Repeat each of these records exactly.

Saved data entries

-.-.-

PR #223, opened 2021-04-09
Fixed the actual download address of the packages.

### LINKED ISSUE #213: 国内用户使用get-docker.sh安装docker-ce超时怎么办？
解决办法：
        编辑get-docker.sh文件，大约在437行附近增加一行:
`sed -i 's/download.docker.com/mirrors.aliyun.com\/docker-ce/g' /etc/yum.repos.d/docker-ce.repo`

# 增加示例如下:
`432                         (
433                                 if ! is_dry_run; then
434                                         set -x
435                                 fi
436                                 $sh_c "$pkg_manager install -y -q $pre_reqs"
437                                 $sh_c "$config_manager --add-repo $yum_repo"
438                                 **sed -i 's/download.docker.com/mirrors.aliyun.com\/docker-ce/g' /etc/yum.repos.d/docker-ce.repo**
439 
440                                 if [ "$CHANNEL" != "stable" ]; then
441                                         $sh_c "$config_manager $disable_channel_flag docker-ce-*"
442                                         $sh_c "$config_manager $enable_channel_flag docker-ce-$CHANNEL"
443                                 fi
444                                 $sh_c "$pkg_manager makecache"
445                         )`

tao12345666333:
fix #213

### DIFF
--- a/install.sh
+++ b/install.sh
@@ -454,7 +454,16 @@ do_install() {
 				fi
 				$sh_c "$pkg_manager install -y -q $pre_reqs"
 				$sh_c "$config_manager --add-repo $yum_repo"
-
+                if [ -n "$mirror" ]; then
+                    case "$mirror" in
+                        Aliyun)
+                            sed -i "s#download.docker.com#mirrors.aliyun.com/docker-ce#g" /etc/yum.repos.d/docker-ce.repo
+                            ;;
+                        AzureChinaCloud)
+                            sed -i "s#download.docker.com#mirror.azure.cn/docker-ce#g" /etc/yum.repos.d/docker-ce.repo
+                            ;;
+                    esac
+                fi
 				if [ "$CHANNEL" != "stable" ]; then
 					$sh_c "$config_manager $disable_channel_flag docker-ce-*"
 					$sh_c "$config_manager $enable_channel_flag docker-ce-$CHANNEL"


tao12345666333:
@thaJeztah PATL, thanks! 

Before the modification, only the mirror was used to download the yum repo file, but the download of the rpm package was still through download.docker.com.

install.sh
```diff
@@ -454,7 +454,16 @@ do_install() {
...
+                if [ -n "$mirror" ]; then
+                    case "$mirror" in
+                        Aliyun)
+                            sed -i "s#download.docker.com#mirrors.aliyun.com/docker-ce#g" /etc/yum.repos.d/docker-ce.repo
+                            ;;
+                        AzureChinaCloud)
+                            sed -i "s#download.docker.com#mirror.azure.cn/docker-ce#g" /etc/yum.repos.d/docker-ce.repo
+                            ;;
+                    esac
+                fi
```
thaJeztah, line 466: Looks like the indentation is using spaces instead of tabs here.

Also wondering if we should repeat the `case` here, or if we should (e.g.) add a `RPM_REPO_URL` variable to the existing code higher up; https://github.com/docker/docker-install/blob/6580690119f66d3e31b8bc84e7ac9f9e3d68559b/install.sh#L63-L70 (or even re-use `DOWNLOAD_URL` to always update the `docker-ce.repo` URL?

And if that variable is set to do the replace.

thaJeztah: More in general though, I'm a bit unsure if we should keep these mirror options; are they still useful? I recall that support for our CDN's has improved behind the GFW, so perhaps it's no longer needed for "most" situations.

Looking at the mirrors, is the aliyun mirror still operational?

- https://mirrors.aliyun.com/docker-ce redirects to http://pub.mirrors.aliyun.com/docker-ce/ (does not resolve for me)
- https://mirror.azure.cn/docker-ce (looks to be working still)

There's also the rootless-install script; which has the URLs hard-coded; https://github.com/docker/docker-install/blob/6580690119f66d3e31b8bc84e7ac9f9e3d68559b/rootless-install.sh

Which adds a bit to my concern if adding extra complexity is worth it, or if we should remove it altogether.

We already have the `DOWNLOAD_URL` variable (and/or `RPM_REPO_URL`); if we added the replace for `docker-ce.repo`, we could remove the switch for these specific mirrors


Will have to check with others what's the desired approach

thaJeztah (changes requested):

wojiushixiaobai:
Thank you very much. At present, CDN can work normally in some unrestricted areas, http://pub.mirrors.aliyun.com/docker-ce/ Services are no longer available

-.-.-

- _Task solution_
PR #223, opened 2021-04-09
Fixed the actual download address of the packages.

### LINKED ISSUE #213: 国内用户使用get-docker.sh安装docker-ce超时怎么办？
解决办法：
        编辑get-docker.sh文件，大约在437行附近增加一行:
`sed -i 's/download.docker.com/mirrors.aliyun.com\/docker-ce/g' /etc/yum.repos.d/docker-ce.repo`

# 增加示例如下:
`432                         (
433                                 if ! is_dry_run; then
434                                         set -x
435                                 fi
436                                 $sh_c "$pkg_manager install -y -q $pre_reqs"
437                                 $sh_c "$config_manager --add-repo $yum_repo"
438                                 **sed -i 's/download.docker.com/mirrors.aliyun.com\/docker-ce/g' /etc/yum.repos.d/docker-ce.repo**
439 
440                                 if [ "$CHANNEL" != "stable" ]; then
441                                         $sh_c "$config_manager $disable_channel_flag docker-ce-*"
442                                         $sh_c "$config_manager $enable_channel_flag docker-ce-$CHANNEL"
443                                 fi
444                                 $sh_c "$pkg_manager makecache"
445                         )`

tao12345666333:
fix #213

### DIFF
--- a/install.sh
+++ b/install.sh
@@ -454,7 +454,16 @@ do_install() {
 				fi
 				$sh_c "$pkg_manager install -y -q $pre_reqs"
 				$sh_c "$config_manager --add-repo $yum_repo"
-
+                if [ -n "$mirror" ]; then
+                    case "$mirror" in
+                        Aliyun)
+                            sed -i "s#download.docker.com#mirrors.aliyun.com/docker-ce#g" /etc/yum.repos.d/docker-ce.repo
+                            ;;
+                        AzureChinaCloud)
+                            sed -i "s#download.docker.com#mirror.azure.cn/docker-ce#g" /etc/yum.repos.d/docker-ce.repo
+                            ;;
+                    esac
+                fi
 				if [ "$CHANNEL" != "stable" ]; then
 					$sh_c "$config_manager $disable_channel_flag docker-ce-*"
 					$sh_c "$config_manager $enable_channel_flag docker-ce-$CHANNEL"


tao12345666333:
@thaJeztah PATL, thanks! 

Before the modification, only the mirror was used to download the yum repo file, but the download of the rpm package was still through download.docker.com.

install.sh
```diff
@@ -454,7 +454,16 @@ do_install() {
...
+                if [ -n "$mirror" ]; then
+                    case "$mirror" in
+                        Aliyun)
+                            sed -i "s#download.docker.com#mirrors.aliyun.com/docker-ce#g" /etc/yum.repos.d/docker-ce.repo
+                            ;;
+                        AzureChinaCloud)
+                            sed -i "s#download.docker.com#mirror.azure.cn/docker-ce#g" /etc/yum.repos.d/docker-ce.repo
+                            ;;
+                    esac
+                fi
```
thaJeztah, line 466: Looks like the indentation is using spaces instead of tabs here.

Also wondering if we should repeat the `case` here, or if we should (e.g.) add a `RPM_REPO_URL` variable to the existing code higher up; https://github.com/docker/docker-install/blob/6580690119f66d3e31b8bc84e7ac9f9e3d68559b/install.sh#L63-L70 (or even re-use `DOWNLOAD_URL` to always update the `docker-ce.repo` URL?

And if that variable is set to do the replace.

thaJeztah: More in general though, I'm a bit unsure if we should keep these mirror options; are they still useful? I recall that support for our CDN's has improved behind the GFW, so perhaps it's no longer needed for "most" situations.

Looking at the mirrors, is the aliyun mirror still operational?

- https://mirrors.aliyun.com/docker-ce redirects to http://pub.mirrors.aliyun.com/docker-ce/ (does not resolve for me)
- https://mirror.azure.cn/docker-ce (looks to be working still)

There's also the rootless-install script; which has the URLs hard-coded; https://github.com/docker/docker-install/blob/6580690119f66d3e31b8bc84e7ac9f9e3d68559b/rootless-install.sh

Which adds a bit to my concern if adding extra complexity is worth it, or if we should remove it altogether.

We already have the `DOWNLOAD_URL` variable (and/or `RPM_REPO_URL`); if we added the replace for `docker-ce.repo`, we could remove the switch for these specific mirrors


Will have to check with others what's the desired approach

thaJeztah (changes requested):

wojiushixiaobai:
Thank you very much. At present, CDN can work normally in some unrestricted areas, http://pub.mirrors.aliyun.com/docker-ce/ Services are no longer available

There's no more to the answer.